Given entries START

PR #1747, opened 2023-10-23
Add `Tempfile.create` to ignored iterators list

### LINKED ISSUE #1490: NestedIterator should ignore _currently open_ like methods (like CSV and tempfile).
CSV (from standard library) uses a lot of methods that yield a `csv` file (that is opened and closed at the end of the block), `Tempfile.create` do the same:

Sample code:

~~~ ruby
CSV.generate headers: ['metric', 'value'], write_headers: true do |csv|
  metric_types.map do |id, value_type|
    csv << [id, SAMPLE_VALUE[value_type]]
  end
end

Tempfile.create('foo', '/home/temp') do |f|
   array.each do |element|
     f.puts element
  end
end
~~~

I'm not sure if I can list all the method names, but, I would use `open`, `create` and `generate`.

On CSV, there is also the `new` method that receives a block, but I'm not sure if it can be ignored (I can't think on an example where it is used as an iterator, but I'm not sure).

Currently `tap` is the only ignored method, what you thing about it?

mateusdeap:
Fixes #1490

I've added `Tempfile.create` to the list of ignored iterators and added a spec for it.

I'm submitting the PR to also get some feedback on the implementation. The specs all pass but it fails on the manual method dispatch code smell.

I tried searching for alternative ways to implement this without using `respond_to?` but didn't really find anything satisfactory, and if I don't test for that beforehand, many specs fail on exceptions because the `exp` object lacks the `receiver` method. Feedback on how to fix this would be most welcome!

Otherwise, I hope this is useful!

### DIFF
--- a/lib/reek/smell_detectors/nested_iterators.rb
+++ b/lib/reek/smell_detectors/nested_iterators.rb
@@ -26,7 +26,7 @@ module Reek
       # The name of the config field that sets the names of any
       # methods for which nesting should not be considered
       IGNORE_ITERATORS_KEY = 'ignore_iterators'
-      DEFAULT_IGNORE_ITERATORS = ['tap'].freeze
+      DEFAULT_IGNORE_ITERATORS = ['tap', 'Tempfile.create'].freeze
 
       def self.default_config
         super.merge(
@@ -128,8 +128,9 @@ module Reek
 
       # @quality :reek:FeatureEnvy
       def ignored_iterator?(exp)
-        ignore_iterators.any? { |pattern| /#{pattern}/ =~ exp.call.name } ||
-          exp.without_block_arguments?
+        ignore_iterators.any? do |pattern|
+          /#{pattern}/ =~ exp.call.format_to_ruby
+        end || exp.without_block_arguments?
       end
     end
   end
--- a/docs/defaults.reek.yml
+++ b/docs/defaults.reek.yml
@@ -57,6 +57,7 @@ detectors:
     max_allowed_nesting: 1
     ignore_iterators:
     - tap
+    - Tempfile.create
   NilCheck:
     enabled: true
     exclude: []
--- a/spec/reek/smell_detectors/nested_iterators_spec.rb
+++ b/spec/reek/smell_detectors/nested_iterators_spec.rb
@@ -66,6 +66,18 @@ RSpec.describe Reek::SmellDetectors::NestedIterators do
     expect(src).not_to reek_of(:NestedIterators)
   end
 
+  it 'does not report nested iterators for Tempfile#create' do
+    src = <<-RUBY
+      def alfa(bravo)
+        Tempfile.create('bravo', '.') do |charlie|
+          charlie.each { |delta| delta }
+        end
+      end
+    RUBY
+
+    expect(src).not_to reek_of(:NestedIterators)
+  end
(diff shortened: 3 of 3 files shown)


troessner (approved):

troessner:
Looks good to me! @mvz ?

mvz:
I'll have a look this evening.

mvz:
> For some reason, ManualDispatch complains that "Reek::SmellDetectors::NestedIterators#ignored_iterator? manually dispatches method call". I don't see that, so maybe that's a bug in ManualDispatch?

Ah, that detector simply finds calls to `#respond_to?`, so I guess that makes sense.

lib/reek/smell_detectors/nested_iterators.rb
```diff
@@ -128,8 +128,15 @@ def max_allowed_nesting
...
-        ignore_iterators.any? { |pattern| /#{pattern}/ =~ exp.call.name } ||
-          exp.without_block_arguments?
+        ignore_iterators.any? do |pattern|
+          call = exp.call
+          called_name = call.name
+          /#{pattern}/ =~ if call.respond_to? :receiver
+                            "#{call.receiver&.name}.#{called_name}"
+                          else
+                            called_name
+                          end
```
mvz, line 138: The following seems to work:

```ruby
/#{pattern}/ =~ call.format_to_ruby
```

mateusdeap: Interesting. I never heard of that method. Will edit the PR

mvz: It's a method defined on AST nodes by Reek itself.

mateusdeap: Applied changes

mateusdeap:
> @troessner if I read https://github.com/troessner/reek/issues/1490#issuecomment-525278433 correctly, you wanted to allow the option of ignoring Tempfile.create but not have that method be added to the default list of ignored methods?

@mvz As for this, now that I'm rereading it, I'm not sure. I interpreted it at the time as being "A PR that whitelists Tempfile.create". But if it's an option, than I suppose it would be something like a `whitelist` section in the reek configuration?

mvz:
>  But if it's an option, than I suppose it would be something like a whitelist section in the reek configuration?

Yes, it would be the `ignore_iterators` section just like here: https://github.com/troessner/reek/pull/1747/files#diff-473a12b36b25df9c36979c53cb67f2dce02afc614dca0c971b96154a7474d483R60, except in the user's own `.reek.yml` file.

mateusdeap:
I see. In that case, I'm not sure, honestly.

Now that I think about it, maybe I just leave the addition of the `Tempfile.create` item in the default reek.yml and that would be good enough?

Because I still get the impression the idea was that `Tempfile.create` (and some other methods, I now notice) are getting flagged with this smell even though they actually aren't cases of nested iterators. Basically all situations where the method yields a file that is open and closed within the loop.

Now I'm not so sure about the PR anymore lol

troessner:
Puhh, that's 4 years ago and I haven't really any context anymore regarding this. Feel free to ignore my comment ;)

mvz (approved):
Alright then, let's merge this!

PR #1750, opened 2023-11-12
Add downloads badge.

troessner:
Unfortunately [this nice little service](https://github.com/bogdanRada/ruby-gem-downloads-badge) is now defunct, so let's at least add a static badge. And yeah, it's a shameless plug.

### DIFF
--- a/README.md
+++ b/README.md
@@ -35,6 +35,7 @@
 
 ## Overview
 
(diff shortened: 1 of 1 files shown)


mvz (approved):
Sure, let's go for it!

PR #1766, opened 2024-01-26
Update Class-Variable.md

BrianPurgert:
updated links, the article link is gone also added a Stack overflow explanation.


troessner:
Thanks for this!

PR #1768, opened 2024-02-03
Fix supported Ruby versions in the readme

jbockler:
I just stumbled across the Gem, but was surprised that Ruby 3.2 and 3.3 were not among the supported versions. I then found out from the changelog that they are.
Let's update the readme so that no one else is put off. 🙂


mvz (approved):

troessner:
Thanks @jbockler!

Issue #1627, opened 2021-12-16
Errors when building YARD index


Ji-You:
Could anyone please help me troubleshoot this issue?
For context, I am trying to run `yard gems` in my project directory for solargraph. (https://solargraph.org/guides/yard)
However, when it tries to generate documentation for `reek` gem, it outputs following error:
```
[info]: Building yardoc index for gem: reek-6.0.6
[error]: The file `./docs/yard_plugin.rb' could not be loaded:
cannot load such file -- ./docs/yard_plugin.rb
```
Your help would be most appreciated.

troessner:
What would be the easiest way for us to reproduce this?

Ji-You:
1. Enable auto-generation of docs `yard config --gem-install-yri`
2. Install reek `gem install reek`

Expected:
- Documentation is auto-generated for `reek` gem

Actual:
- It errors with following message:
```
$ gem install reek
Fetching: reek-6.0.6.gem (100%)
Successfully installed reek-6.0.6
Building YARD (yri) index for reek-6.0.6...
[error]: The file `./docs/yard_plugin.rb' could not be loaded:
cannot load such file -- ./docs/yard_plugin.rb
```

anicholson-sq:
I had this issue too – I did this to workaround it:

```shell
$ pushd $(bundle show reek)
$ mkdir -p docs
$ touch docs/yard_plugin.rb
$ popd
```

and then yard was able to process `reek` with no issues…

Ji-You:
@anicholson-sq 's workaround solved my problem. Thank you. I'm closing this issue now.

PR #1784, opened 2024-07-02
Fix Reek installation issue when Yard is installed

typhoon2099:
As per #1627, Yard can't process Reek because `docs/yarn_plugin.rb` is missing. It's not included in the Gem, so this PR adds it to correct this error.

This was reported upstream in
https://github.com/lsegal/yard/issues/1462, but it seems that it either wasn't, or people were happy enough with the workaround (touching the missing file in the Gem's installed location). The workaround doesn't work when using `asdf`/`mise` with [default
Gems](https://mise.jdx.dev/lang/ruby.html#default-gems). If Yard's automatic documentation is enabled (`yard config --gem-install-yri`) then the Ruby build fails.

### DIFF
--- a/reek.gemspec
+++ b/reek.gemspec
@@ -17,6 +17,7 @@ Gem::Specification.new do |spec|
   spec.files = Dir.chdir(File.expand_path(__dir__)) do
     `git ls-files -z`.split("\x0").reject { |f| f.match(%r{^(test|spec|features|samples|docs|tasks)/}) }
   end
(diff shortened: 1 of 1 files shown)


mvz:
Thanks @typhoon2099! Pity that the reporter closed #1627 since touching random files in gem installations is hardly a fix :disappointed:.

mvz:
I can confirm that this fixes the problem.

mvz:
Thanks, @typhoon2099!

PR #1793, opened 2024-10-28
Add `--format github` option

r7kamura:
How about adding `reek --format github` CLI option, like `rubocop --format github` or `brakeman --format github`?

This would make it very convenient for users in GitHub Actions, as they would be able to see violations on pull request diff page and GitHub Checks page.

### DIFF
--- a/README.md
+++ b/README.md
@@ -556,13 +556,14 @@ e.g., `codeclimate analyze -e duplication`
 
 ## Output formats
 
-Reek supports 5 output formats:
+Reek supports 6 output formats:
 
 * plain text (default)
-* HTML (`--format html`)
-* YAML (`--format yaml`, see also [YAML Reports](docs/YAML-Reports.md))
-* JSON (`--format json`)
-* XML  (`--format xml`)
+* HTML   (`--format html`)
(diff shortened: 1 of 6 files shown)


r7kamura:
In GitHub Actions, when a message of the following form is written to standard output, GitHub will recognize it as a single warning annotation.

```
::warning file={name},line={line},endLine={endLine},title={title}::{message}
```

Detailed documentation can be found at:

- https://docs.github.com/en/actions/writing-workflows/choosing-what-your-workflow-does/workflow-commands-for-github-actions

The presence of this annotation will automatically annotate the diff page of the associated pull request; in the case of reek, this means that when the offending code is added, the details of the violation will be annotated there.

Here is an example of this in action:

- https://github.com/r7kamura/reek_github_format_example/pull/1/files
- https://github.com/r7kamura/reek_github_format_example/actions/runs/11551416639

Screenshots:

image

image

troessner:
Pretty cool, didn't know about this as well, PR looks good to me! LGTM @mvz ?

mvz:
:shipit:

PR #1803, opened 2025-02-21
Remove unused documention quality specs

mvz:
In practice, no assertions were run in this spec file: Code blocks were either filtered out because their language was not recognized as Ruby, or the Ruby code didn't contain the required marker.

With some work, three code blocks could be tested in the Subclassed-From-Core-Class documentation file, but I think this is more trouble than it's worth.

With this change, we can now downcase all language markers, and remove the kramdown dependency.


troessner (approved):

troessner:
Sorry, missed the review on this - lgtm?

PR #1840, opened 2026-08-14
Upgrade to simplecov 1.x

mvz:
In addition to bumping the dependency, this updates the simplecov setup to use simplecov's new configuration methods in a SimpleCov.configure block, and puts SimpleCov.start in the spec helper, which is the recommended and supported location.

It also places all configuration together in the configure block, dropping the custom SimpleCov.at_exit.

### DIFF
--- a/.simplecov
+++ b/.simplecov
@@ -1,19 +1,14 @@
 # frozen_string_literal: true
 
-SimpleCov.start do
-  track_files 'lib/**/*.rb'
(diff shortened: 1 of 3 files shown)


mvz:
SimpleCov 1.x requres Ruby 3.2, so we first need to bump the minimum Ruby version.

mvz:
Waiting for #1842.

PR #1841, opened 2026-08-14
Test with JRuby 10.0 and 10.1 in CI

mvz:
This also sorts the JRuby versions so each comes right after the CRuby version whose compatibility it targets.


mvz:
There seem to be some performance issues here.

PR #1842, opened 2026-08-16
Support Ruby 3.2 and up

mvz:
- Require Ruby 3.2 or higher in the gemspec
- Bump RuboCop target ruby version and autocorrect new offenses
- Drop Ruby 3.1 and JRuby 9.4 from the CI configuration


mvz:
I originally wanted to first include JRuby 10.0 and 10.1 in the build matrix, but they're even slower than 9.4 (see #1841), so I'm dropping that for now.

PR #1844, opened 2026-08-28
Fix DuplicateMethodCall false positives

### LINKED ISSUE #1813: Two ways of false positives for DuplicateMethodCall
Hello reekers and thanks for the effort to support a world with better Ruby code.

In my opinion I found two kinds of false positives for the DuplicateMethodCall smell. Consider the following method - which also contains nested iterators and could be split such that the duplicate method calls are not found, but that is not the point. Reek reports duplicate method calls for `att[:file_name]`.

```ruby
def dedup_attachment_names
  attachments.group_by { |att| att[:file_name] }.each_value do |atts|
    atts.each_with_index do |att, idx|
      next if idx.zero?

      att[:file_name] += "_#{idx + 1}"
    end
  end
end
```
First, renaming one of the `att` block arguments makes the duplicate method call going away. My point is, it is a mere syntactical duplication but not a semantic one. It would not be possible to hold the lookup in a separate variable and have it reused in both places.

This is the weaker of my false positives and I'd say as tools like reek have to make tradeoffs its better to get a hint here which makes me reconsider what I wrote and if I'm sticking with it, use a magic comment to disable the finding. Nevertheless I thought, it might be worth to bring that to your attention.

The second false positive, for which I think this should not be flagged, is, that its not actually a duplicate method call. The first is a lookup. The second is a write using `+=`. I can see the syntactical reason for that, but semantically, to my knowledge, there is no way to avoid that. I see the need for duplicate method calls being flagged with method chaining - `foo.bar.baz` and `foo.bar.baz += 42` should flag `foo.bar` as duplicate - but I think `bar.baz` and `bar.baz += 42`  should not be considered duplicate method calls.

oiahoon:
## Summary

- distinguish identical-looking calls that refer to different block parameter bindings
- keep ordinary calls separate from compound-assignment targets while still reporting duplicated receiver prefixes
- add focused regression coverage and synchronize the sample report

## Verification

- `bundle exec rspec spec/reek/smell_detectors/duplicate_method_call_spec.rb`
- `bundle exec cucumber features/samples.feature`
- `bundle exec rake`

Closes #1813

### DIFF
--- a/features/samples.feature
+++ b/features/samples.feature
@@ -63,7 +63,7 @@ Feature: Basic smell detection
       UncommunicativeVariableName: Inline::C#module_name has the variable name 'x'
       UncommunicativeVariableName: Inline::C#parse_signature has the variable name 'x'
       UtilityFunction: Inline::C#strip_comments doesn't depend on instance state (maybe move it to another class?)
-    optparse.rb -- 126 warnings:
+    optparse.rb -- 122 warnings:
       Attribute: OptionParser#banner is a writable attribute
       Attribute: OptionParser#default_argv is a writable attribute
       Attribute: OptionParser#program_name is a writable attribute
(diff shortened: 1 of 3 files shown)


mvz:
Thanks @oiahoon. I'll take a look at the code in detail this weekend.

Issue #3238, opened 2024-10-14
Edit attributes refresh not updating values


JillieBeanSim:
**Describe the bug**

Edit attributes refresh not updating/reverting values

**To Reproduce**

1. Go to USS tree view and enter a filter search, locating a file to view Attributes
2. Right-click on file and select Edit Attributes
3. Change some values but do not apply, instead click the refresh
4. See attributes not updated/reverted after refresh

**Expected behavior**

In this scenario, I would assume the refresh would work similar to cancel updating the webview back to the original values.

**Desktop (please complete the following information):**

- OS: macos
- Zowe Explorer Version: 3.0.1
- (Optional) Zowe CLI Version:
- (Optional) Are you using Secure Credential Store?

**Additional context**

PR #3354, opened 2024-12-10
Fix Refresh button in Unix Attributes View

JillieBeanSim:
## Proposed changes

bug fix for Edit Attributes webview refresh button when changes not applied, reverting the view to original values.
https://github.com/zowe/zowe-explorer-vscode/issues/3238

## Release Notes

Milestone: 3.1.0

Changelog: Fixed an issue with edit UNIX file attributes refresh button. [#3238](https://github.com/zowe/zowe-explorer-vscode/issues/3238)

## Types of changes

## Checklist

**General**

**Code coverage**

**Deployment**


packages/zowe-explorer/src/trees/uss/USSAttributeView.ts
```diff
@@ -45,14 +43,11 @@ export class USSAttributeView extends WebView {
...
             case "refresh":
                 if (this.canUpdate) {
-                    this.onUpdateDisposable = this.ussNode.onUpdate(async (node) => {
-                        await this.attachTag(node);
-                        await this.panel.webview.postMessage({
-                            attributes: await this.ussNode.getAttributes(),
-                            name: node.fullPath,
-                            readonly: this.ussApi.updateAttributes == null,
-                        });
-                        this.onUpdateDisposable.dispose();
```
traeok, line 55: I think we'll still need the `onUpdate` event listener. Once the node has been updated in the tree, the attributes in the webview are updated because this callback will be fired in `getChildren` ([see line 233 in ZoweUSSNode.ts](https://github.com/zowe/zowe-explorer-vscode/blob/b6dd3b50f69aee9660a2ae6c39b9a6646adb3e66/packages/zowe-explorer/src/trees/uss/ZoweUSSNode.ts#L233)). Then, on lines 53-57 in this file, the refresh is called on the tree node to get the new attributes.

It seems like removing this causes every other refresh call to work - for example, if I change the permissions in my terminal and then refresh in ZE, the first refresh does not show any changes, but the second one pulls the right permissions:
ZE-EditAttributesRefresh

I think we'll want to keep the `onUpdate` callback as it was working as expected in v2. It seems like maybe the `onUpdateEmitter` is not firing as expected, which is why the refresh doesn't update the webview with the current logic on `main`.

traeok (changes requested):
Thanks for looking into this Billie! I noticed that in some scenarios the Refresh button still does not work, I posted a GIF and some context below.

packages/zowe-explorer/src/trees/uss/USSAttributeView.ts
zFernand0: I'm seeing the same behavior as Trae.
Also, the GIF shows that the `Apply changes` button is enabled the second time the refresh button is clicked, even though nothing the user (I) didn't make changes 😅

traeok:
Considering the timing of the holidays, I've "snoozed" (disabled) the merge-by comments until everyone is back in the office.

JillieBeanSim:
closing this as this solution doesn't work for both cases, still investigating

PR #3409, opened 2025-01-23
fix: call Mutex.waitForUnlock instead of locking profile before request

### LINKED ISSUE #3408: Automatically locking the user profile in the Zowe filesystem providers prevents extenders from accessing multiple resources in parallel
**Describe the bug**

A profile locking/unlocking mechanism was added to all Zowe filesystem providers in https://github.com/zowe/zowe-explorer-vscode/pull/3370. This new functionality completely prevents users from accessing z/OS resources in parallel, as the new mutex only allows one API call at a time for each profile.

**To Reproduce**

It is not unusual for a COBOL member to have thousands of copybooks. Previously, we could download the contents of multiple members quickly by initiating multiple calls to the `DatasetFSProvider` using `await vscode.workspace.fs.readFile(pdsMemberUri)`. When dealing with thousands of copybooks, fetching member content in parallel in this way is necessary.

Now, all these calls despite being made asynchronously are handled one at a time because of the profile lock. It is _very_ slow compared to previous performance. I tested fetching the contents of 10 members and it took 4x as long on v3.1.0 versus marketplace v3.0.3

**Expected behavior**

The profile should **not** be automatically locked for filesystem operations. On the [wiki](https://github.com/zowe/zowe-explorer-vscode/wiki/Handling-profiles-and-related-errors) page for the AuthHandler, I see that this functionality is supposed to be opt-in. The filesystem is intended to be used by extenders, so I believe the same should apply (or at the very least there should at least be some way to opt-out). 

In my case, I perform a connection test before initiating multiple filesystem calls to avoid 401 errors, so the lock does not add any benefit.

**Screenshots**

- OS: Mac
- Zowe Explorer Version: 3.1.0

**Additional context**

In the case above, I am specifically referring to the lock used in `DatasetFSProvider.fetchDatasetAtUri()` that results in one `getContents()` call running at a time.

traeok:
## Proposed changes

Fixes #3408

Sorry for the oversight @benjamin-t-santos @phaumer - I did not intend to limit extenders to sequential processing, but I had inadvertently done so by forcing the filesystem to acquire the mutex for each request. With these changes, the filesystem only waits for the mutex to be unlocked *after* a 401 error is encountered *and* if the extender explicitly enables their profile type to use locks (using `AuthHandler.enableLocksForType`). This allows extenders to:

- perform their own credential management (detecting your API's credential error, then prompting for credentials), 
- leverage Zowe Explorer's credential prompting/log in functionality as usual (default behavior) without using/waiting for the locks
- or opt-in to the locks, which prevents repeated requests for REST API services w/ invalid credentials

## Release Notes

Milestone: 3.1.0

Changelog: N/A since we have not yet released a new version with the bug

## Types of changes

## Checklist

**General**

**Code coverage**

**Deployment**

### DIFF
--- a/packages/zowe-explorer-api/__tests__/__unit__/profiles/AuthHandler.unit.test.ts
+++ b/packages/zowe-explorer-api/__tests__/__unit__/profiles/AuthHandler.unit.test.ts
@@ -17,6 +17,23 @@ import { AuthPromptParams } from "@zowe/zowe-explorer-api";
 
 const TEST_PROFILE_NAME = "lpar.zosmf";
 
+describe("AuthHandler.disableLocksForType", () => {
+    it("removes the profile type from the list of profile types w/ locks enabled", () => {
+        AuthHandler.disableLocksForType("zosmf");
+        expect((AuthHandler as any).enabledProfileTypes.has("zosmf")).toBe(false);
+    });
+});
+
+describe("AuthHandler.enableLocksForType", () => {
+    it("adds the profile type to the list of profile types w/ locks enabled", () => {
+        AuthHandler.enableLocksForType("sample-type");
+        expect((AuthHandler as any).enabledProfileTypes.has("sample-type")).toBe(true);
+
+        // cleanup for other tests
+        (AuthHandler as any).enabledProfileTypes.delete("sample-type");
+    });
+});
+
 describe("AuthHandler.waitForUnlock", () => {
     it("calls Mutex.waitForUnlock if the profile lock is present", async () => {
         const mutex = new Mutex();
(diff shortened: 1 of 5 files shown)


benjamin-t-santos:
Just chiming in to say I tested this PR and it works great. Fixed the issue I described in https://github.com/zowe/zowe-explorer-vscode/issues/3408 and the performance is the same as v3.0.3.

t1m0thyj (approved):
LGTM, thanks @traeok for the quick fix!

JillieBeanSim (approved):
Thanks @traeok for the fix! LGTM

Given entries END

Assignment: Quote the data above from the line containing "This also sorts" to the line containing "Hello reekers and", inclusive, and stop.

Response to the exercise:
This also sorts the JRuby versions so each comes right after the CRuby version whose compatibility it targets.


mvz:
There seem to be some performance issues here.

PR #1842, opened 2026-08-16
Support Ruby 3.2 and up

mvz:
- Require Ruby 3.2 or higher in the gemspec
- Bump RuboCop target ruby version and autocorrect new offenses
- Drop Ruby 3.1 and JRuby 9.4 from the CI configuration


mvz:
I originally wanted to first include JRuby 10.0 and 10.1 in the build matrix, but they're even slower than 9.4 (see #1841), so I'm dropping that for now.

PR #1844, opened 2026-08-28
Fix DuplicateMethodCall false positives

### LINKED ISSUE #1813: Two ways of false positives for DuplicateMethodCall
Hello reekers and thanks for the effort to support a world with better Ruby code.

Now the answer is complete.